- EXTRACTED ENTRIES:

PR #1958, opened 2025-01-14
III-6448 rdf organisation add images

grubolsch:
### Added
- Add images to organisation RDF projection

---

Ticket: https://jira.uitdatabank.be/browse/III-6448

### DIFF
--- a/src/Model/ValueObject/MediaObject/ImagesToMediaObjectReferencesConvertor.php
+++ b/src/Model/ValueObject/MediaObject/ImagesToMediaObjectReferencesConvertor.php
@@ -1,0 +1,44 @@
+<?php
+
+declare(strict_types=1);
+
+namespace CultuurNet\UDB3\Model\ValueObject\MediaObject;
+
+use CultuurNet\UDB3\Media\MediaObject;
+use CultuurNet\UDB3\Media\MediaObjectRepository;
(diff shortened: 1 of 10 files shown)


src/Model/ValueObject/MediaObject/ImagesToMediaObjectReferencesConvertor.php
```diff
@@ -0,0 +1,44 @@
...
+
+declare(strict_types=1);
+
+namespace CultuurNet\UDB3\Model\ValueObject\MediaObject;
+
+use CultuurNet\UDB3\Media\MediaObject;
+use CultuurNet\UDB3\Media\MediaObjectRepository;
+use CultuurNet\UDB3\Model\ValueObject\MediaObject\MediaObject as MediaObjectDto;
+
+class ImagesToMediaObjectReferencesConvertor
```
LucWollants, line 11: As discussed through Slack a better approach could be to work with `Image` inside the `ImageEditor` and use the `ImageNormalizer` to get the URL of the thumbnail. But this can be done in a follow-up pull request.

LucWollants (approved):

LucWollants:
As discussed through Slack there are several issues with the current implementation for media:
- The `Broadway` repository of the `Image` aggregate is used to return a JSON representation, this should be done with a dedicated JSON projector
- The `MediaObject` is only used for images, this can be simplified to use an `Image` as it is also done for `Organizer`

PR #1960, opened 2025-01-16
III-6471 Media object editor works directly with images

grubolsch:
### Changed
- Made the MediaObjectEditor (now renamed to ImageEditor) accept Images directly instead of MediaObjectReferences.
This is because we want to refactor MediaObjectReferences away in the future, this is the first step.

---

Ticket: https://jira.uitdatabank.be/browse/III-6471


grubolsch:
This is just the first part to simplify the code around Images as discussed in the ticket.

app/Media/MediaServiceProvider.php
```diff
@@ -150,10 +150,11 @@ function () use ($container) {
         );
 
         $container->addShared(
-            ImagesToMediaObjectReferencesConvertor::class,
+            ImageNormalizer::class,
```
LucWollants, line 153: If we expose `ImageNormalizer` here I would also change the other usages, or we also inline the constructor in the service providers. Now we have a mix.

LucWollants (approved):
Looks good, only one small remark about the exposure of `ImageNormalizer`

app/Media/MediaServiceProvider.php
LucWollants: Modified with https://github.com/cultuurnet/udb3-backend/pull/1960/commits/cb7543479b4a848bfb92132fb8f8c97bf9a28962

---

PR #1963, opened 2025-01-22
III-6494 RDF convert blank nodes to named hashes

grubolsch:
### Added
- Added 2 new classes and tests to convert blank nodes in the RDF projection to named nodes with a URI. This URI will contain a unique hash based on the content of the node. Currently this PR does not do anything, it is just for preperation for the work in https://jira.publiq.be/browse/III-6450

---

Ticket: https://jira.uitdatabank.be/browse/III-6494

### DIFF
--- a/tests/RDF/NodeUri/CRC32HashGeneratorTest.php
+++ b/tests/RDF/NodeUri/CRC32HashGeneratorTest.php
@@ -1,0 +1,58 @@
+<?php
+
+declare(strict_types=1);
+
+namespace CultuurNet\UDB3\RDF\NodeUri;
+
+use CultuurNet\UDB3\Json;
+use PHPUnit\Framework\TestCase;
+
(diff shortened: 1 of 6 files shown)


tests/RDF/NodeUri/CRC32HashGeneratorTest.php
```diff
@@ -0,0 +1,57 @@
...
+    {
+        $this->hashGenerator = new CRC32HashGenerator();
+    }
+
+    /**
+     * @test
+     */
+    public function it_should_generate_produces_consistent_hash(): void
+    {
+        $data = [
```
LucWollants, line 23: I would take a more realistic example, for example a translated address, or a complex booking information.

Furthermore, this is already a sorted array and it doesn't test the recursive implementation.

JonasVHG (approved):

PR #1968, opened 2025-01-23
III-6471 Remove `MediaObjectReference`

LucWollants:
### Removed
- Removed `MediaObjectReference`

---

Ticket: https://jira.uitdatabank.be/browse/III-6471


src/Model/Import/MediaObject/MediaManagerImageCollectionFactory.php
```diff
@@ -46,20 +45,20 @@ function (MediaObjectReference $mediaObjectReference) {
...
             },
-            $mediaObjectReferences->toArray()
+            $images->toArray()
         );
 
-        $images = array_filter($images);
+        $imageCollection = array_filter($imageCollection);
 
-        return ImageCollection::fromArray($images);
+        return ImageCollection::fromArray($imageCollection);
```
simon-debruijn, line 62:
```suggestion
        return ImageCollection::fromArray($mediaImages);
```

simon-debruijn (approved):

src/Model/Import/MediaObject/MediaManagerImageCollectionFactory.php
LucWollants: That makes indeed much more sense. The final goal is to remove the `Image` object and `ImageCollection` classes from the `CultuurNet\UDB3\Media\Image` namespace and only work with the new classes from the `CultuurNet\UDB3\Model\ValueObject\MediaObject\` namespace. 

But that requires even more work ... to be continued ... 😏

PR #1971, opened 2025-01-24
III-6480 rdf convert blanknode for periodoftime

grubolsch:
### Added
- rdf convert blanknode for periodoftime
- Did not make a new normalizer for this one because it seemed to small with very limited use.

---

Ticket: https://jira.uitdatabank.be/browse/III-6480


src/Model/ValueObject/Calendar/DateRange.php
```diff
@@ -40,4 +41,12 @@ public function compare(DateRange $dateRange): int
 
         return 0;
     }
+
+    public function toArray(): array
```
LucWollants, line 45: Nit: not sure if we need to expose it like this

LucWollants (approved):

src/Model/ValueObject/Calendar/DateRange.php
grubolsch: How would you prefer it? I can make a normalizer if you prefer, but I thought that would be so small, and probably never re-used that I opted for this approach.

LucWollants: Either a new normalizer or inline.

- TASK DETAILS:
The answer must be the number of lines in the records where the string "periodoftime" is found, stated alone.

- REPLY TO THE TASK:
2